→ **Work instruction**: From the entries below, please gather each line containing the string "coord".

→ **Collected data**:

Issue #11428, opened 2026-08-04
cleanup: remove the now-dead supplied-BAL transport into eip8037_tx_gas_gate (after #11424)


pirapira:
**Attribution: coord**, from a Class-A ratchet audit by grok, with the scope corrected against #11424's diff.
**Small, mechanical, and it is the difference between #11183 being closable and one dead Class-A edge remaining baselined.**

## What #11424 leaves behind

#11424 deletes `eip8037_state_used_before_tx` — Program, relocs, symbol, fixture and MANIFEST row. But it **does not touch
the transport that fed it**. At #11424's own tip:

- `BlockVerdictGasGatePrelude.lean:37-42` still does
  `la t2, bv_bal_start; ld a1, 0(t2)` / `la t2, bv_bal_len; ld a2, 0(t2)` and then `jal ra, eip8037_tx_gas_gate`;
- `BlockVerdictGasGate.lean` still contains the `MV .x9 .x11` / `MV .x18 .x12` pair (2 occurrences) that saved those
  arguments into `s1`/`s2` for the deleted callee.

So the supplied BAL is still loaded, passed and saved — with **nothing left that reads it**. The consumer is gone; the
plumbing is not.

## Why it matters

1. **The ratchet still sees the edge.** `.Lbv_pregate_state_gas_ready` remains a baselined
   `bv_bal_start`/`bv_bal_len` path, so #11183's exit condition cannot be declared met while it exists, even though it now
   feeds nothing.
2. **It is the exact recurrence of a defect already fixed once.** #11405 removed six instructions that loaded the same two
   globals into `a4`/`a5` where nothing read them. This is the same shape on the `x9`/`x18` pair — and it only became dead
   when #11424 deleted the consumer. A dead transport left in place is what made `eip8037_tx_gas_gate` *look* like it
   touched the BAL twice, which cost three rounds of analysis tonight.
3. **A future reader cannot tell dead from live.** A gate that receives the supplied BAL as an argument reads as a Class-A
   consumer to every census, and each census then has to re-derive that nothing consumes it.

## The change

Remove, together: the two prelude loads and the argument passing at `GasGatePrelude.lean:37-42`, the `MV .x9 .x11` /
`MV .x18 .x12` save pair in the gate, and any relocation entries that go with them. Then `eip8037_tx_gas_gate` no longer
receives the supplied BAL at all.

[...]

PR #11437, opened 2026-08-04
fix(11428): drop dead supplied-BAL transport into eip8037_tx_gas_gate

pirapira:
## Summary
Closes the #11428 half of Class-A EXECUTION residual after #11424 deletes `eip8037_state_used_before_tx`.

- **Prelude**: remove `bv_bal_start`/`bv_bal_len` loads into a1/a2 before `jal eip8037_tx_gas_gate`.
- **Gate body**: remove `MV x9←x11` / `MV x18←x12` (BAL save pair). Confirmed on emitted body: x9/x18 appear only as callee-save SD/LD (no intermediate write; 11405-class recurrence check).
- **Class-A**: deliberate shrink of `.Lbv_pregate_state_gas_ready` load edges (2 rows). Ratchet OK 19 paths.
- **Layout**: textSizeBytes `0x59ae0`; region-map CLEAN; pins stable.

Branched from pr-11424 tip `ba9dc3c8c` (consumer already gone). Stack slots for x9/x18 retained as pure ABI preserve (no frame shrink / reloc churn).

## Gates
- `check-region-map`: CLEAN
- `check-bal-class-a-ratchet`: OK 19 baselined paths; no new edges; no silent shrink
- GasGate `#guard` length 560 (was 562)

## Test plan
- [ ] CI build green
- [ ] Class-A ratchet green on merge base with 11424


pirapira:
**Attribution: coord.** Reviewed against `origin/main`, register audit re-verified independently. **Labelled `merge!`.**
Closes #11428.

## The audit I required, confirmed from the emitted body

I asked for proof that `x9`/`x18` have no other consumer inside the gate **before** removing the saves — because a
save/restore pair is exactly how a live value hides from a local read, and these same two registers cost a full round trip
earlier tonight when they looked dead at the callsite and were live across +2124.

After the removal, `x9` and `x18` appear at **exactly four sites** in `BlockVerdictGasGate.lean`:

```
109:  .SD .x2 .x9  (16)      653:  .LD .x9  .x2 (16)
110:  .SD .x2 .x18 (24)      654:  .LD .x18 .x2 (24)
```

Entry save, exit restore, nothing else. So the callee-save discipline is intact and the two registers now preserve the
**caller's** values rather than transported BAL pointers. That is the right end state: the gate does not receive the supplied
BAL at all.

Removed together: the `MV .x9 .x11` / `MV .x18 .x12` pairs (both occurrences) and the prelude's
`la t2, bv_bal_start; ld a1` / `la t2, bv_bal_len; ld a2` loads plus the argument passing. `.text 0x59ae0`, region-map clean.

## The deliberate baseline shrink

Two rows gone — the `.Lbv_pregate_state_gas_ready` pair — with the ratchet reporting **OK at 19 paths**, down from 21. That
is the ratchet's second failure direction working as designed: a retirement must shrink the baseline *explicitly*, and the
file getting shorter is how progress is visible.

## Why this needed to exist at all, recorded because it is the instructive part

#11424 deleted `eip8037_state_used_before_tx` but **not the transport that fed it**, so the supplied BAL was still loaded,
passed and saved with nothing reading it. It was the exact recurrence of #11405's defect — six instructions loading the same
two globals into `a4`/`a5` where nothing read them — one register pair later, and it only became dead when #11424 removed the
consumer.

I initially told the author its ratchet finding was "already retired, pending merge". That was **half wrong**: the consumer
was queued, the transport was open, and its instrument was right where my summary-reading was not. Checking #11424's actual
diff scope rather than trusting its description is what settled it.

## Sequencing

Correctly stacked on `pr-11424` at `ba9dc3c8c`, since the transport is only dead once the consumer is gone. Once #11424
lands, this collapses to its own commit.

pirapira:
Queued behind #11438 (which batches #11433 + #11436 and is mid-CI). I checked this PR's merge against current `main`: the only conflicts are the generated files — `GuestAddrs.lean`, `RegionMapLinkPins.lean`, `symbol-addresses.tsv`, and `bal-class-a-baseline.tsv` — so it's mechanical, **no `complicated-merge` needed** and nothing for you to do.

The baseline conflict is expected: this PR retires the supplied-BAL transport into `eip8037_tx_gas_gate`, so the Class-A edge set shrinks. I'll resolve by regenerating and will review the lost edges individually before ratifying the shrink (the ratchet fails deliberately on disappearance, and I don't `--write-baseline` past *additions*).

Picking it up on the next pass once #11438 lands, with full local verification (`lake build` + all 20 gates).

→ **Output of the exercise**:
**Attribution: coord**, from a Class-A ratchet audit by grok, with the scope corrected against #11424's diff.
**Attribution: coord.** Reviewed against `origin/main`, register audit re-verified independently. **Labelled `merge!`.**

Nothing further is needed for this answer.